Claude Sonnet 4 supports a 1M token context window in beta for organizations in usage tier 4 or with custom rate limits, and that 1M option is only available for Claude Sonnet 4 and 4.5. Requests above 200K input tokens are billed at premium long-context rates, while smaller prompts use standard pricing. This makes the Claude Sonnet 4.0 API a strong fit for large documents, long conversations, and multi-file reviews that would otherwise require chunking.
Yes. The Claude Sonnet 4.0 API supports tool use, and each tool definition includes an input_schema that follows JSON Schema to define parameters. This makes tool calls predictable, easier to validate, and safer to automate. Tool definitions and tool calls count toward token usage, so include them in cost estimates. For agents that must fetch data or trigger actions, schema-based tool inputs reduce parsing errors and improve reliability.

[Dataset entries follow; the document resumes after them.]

PR #478, opened 2025-08-05
Update Run Properties UI with drop down

aiyakitori:
## What does this PR do?

Update the Run properties to use a drop down to show additional fields. 
* Added temperature and top p. 
* Move some of the properties to the See All list. 
* Use friendly name for model provider instead of their id. 

image

## Checklists

- [ YES] New tests have been added to any work in /lib

### DIFF
--- a/app/web_ui/src/routes/(app)/dataset/[project_id]/[task_id]/[run_id]/run/+page.svelte
+++ b/app/web_ui/src/routes/(app)/dataset/[project_id]/[task_id]/[run_id]/run/+page.svelte
@@ -154,23 +154,13 @@
     }
 
     if (run?.output?.source?.properties?.structured_output_mode) {
-      const mode = run.output.source.properties.structured_output_mode
-      let displayValue = mode
-      // Convert technical names to more user-friendly display names
-      if (mode === "json_schema") {
-        displayValue = "JSON Schema"
-      } else if (mode === "json_instructions") {
-        displayValue = "JSON Instructions"
-      } else if (mode === "native_json") {
-        displayValue = "Native JSON"
-      } else if (mode === "unknown") {
-        displayValue = "Not Set"
+      let mode = run.output.source.properties.structured_output_mode
+      if (typeof mode === "string" && mode.startsWith("json_")) {
+        properties.push({
+          name: "JSON Mode",
+          value: mode,
+        })
       }
-
-      properties.push({
-        name: "JSON Mode",
-        value: displayValue,
-      })
     }
 
     if (run?.input_source?.properties?.created_by) {
--- a/app/web_ui/src/routes/(app)/dataset/[project_id]/[task_id]/[run_id]/run/+page.svelte
+++ b/app/web_ui/src/routes/(app)/dataset/[project_id]/[task_id]/[run_id]/run/+page.svelte
@@ -135,6 +135,20 @@
       })
     }
 
+    if (run?.output?.source?.properties?.temperature !== undefined) {
+      properties.push({
+        name: "Temperature",
+        value: run.output.source.properties.temperature,
+      })
+    }
+
+    if (run?.output?.source?.properties?.top_p !== undefined) {
+      properties.push({
+        name: "Top P",
+        value: run.output.source.properties.top_p,
+      })
+    }
+
     if (run?.output?.source?.properties?.structured_output_mode) {
       const mode = run.output.source.properties.structured_output_mode
       let displayValue = mode
@@ -159,13 +173,6 @@
       properties.push({
         name: "Created By",
         value: run.input_source.properties.created_by,
-      })
-    }
-
-    if (run?.output?.source?.properties?.top_p !== undefined) {
-      properties.push({
-        name: "Top P",
-        value: run.output.source.properties.top_p,
       })
     }
 
--- a/app/web_ui/src/routes/(app)/dataset/[project_id]/[task_id]/[run_id]/run/+page.svelte
+++ b/app/web_ui/src/routes/(app)/dataset/[project_id]/[task_id]/[run_id]/run/+page.svelte
@@ -20,6 +20,7 @@
   import { goto } from "$app/navigation"
   import DeleteDialog from "$lib/ui/delete_dialog.svelte"
   import PropertyList from "$lib/ui/property_list.svelte"
+  import Collapse from "$lib/ui/collapse.svelte"
   import { prompt_link } from "$lib/utils/link_builder"
   import type { ProviderModels, PromptResponse } from "$lib/types"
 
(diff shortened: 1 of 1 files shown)


app/web_ui/src/routes/(app)/dataset/[project_id]/[task_id]/[run_id]/run/+page.svelte
```diff
@@ -104,34 +139,34 @@
...
-      topic_path = run?.input_source?.properties?.topic_path?.replaceAll(
-        ">>>>>",
-        " > ",
-      )
+    if (run?.output?.source?.properties?.structured_output_mode) {
+      let mode = run.output.source.properties.structured_output_mode
+      if (typeof mode === "string" && mode.startsWith("json_")) {
+        properties.push({
+          name: "JSON Mode",
+          value: mode,
```
Comment (aiyakitori) [inline app/web_ui/src/routes/(app)/dataset/[project_id]/[task_id]/[run_id]/run/+page.svelte]: Should we add a friendly name for structured_output_mode?

Since there isn't an existing schema for "Available Structured Output Mode", this will be a more extensive change if we want to follow the pattern for `provider_name_from_id `?

scosman:
visually it's a bit heavy. The stuff we want to hide is taking up more visual weight/space.

Can we make it just a "See all" that's underlined, text-grey-500, and "text-xs". When you click that, we set a var "show_all=true", which triggers a recalculate of properties list to be the full list, and hides the "See all".

Collapse is heavy here and makes it longer.

app/web_ui/src/routes/(app)/dataset/[project_id]/[task_id]/[run_id]/run/+page.svelte
Comment (scosman) [reply app/web_ui/src/routes/(app)/dataset/[project_id]/[task_id]/[run_id]/run/+page.svelte]: Yes but keep it simple. No need for API (backend doesn't have friendly names, this is a pure UI concept anyways).

You can write a separate `.ts` that takes a `StructuredOutputMode` (defined in types.ts) and returns a friendly name. Trick is to make it automatically catch missing cases in the future if we add a new value. This is from sonnet using typechecking to catch missing values:

```
/**
 * Converts StructuredOutputMode to a human-readable string.
 * This function uses exhaustive case checking - if you add a new case to StructuredOutputMode,
 * TypeScript will force you to handle it here.
 */
export function structuredOutputModeToString(
  mode: StructuredOutputMode,
): string {
  switch (mode) {
    case "default":
      return "Default (Legacy)"
    case "json_schema":
      return "JSON Schema"
    case "function_calling_weak":
      return "Weak Function Calling"
    case "function_calling":
      return "Function Calling"
    case "json_mode":
      return "JSON Mode"
    case "json_instructions":
      return "JSON Instructions"
    case "json_instruction_and_object":
      return "JSON Instructions + Mode"
    case "json_custom_instructions":
      return "None"
    case "unknown":
      return "Unknown"
    default: {
      // This ensures exhaustive checking - if you add a new case to StructuredOutputMode
      // and don't handle it above, TypeScript will error here
      const exhaustiveCheck: never = mode
      throw new Error(`Unhandled StructuredOutputMode: ${exhaustiveCheck}`)
    }
  }
}
```

Then maybe update structured_output_options to use the function as well, so we don't repeat the names in 2 place.

Comment (aiyakitori) [reply app/web_ui/src/routes/(app)/dataset/[project_id]/[task_id]/[run_id]/run/+page.svelte]: Updated `structured_output_options `

image

app/web_ui/src/lib/stores.ts
```diff
@@ -454,3 +455,39 @@ export function rating_options_for_sample(
     })
     .map((option) => option.requirement)
 }
+
+/**
+ * Converts StructuredOutputMode to a human-readable string.
```
scosman: This should be in formatters.ts, it's not a store. Stores are a svelte concept.

app/web_ui/src/routes/(app)/dataset/[project_id]/[task_id]/[run_id]/run/+page.svelte
```diff
@@ -261,11 +298,20 @@
...
+              ...get_properties(run, $current_task_prompts, $model_info),
+              ...(see_all_properties ? get_advanced_properties(run) : []),
+            ]}
             title="Properties"
           />
+          <button
+            class="text-xs text-gray-500 underline cursor-pointer bg-transparent border-none p-0"
+            on:click={() => (see_all_properties = !see_all_properties)}
+          >
+            {see_all_properties ? "See Less" : "See All"}
```
Comment (scosman) [inline app/web_ui/src/routes/(app)/dataset/[project_id]/[task_id]/[run_id]/run/+page.svelte:320]: add `text-left` as everything else is left aligned.

app/web_ui/src/routes/(app)/dataset/[project_id]/[task_id]/[run_id]/run/+page.svelte
```diff
@@ -90,6 +87,45 @@
...
+    }
+
+    let topic_path: string | undefined = undefined
+    if (
+      run?.input_source?.properties?.topic_path &&
+      typeof run?.input_source?.properties?.topic_path === "string"
+    ) {
+      topic_path = run?.input_source?.properties?.topic_path?.replaceAll(
+        ">>>>>",
+        " > ",
```
Comment (scosman) [inline app/web_ui/src/routes/(app)/dataset/[project_id]/[task_id]/[run_id]/run/+page.svelte:106]: 👍

app/web_ui/src/routes/(app)/dataset/[project_id]/[task_id]/[run_id]/run/+page.svelte
```diff
@@ -104,34 +140,34 @@
...
-      typeof run?.input_source?.properties?.topic_path === "string"
-    ) {
-      topic_path = run?.input_source?.properties?.topic_path?.replaceAll(
-        ">>>>>",
-        " > ",
-      )
+    if (run?.output?.source?.properties?.structured_output_mode) {
+      let mode = run.output.source.properties.structured_output_mode
+      if (typeof mode === "string" && mode.startsWith("json_")) {
+        properties.push({
```
Comment (scosman) [inline app/web_ui/src/routes/(app)/dataset/[project_id]/[task_id]/[run_id]/run/+page.svelte]: Frontend shouldn't make assumption about what  valid values are (startsWith).

I think you can update the helper to `return undefined` instead of `throw new Error(Unhandled`. Keep the type check for catching missing values, might need to `console.warn("missing type "+ exhaustiveCheck)` to get type checker to shut up about unused variable (without getting it to shut up when we actually want the error).

I believe the property list hides undefined values (but check)

app/web_ui/src/routes/(app)/dataset/[project_id]/[task_id]/[run_id]/run/+page.svelte
```diff
@@ -261,11 +298,20 @@
           <div class="text-xl font-bold mb-4">Input</div>
           <Output raw_output={run.input} />
         </div>
-        <div class="w-72 2xl:w-96 flex-none flex flex-col">
+        <div class="w-72 2xl:w-96 flex-none flex flex-col gap-4">
```
Comment (scosman) [inline app/web_ui/src/routes/(app)/dataset/[project_id]/[task_id]/[run_id]/run/+page.svelte]: The gap also added space between header and property list so it's too large now. just add some `mt-4` to the button to only add space there.

scosman (approved):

Prompt caching reduces cost for repeated context by separating cache write and cache read pricing. On the pricing page, 5-minute cache writes are 1.25x base input, 1-hour cache writes are 2x, and cache reads are 0.1x. This is useful when you reuse long system prompts, policies, or static documents across many requests. For high-volume workflows, caching can cut total spend while keeping response quality consistent.
Yes. Anthropic states that all current Claude models support text and image input, text output, multilingual capabilities, and vision. That means the Claude Sonnet 4.0 API can interpret screenshots, charts, or scanned documents and respond in multiple languages. If your workflow includes visual data, this keeps analysis and reporting in a single model rather than switching providers, which is helpful for global support and analytics teams.
Claude models are available via the Anthropic API and on third-party platforms including AWS Bedrock, Google Vertex AI, and Microsoft Foundry. This gives teams options for procurement, data residency, and infrastructure alignment. If you deploy across multiple platforms, standardize prompts and evaluation checks so the Claude Sonnet 4.0 API behaves consistently across regions and environments.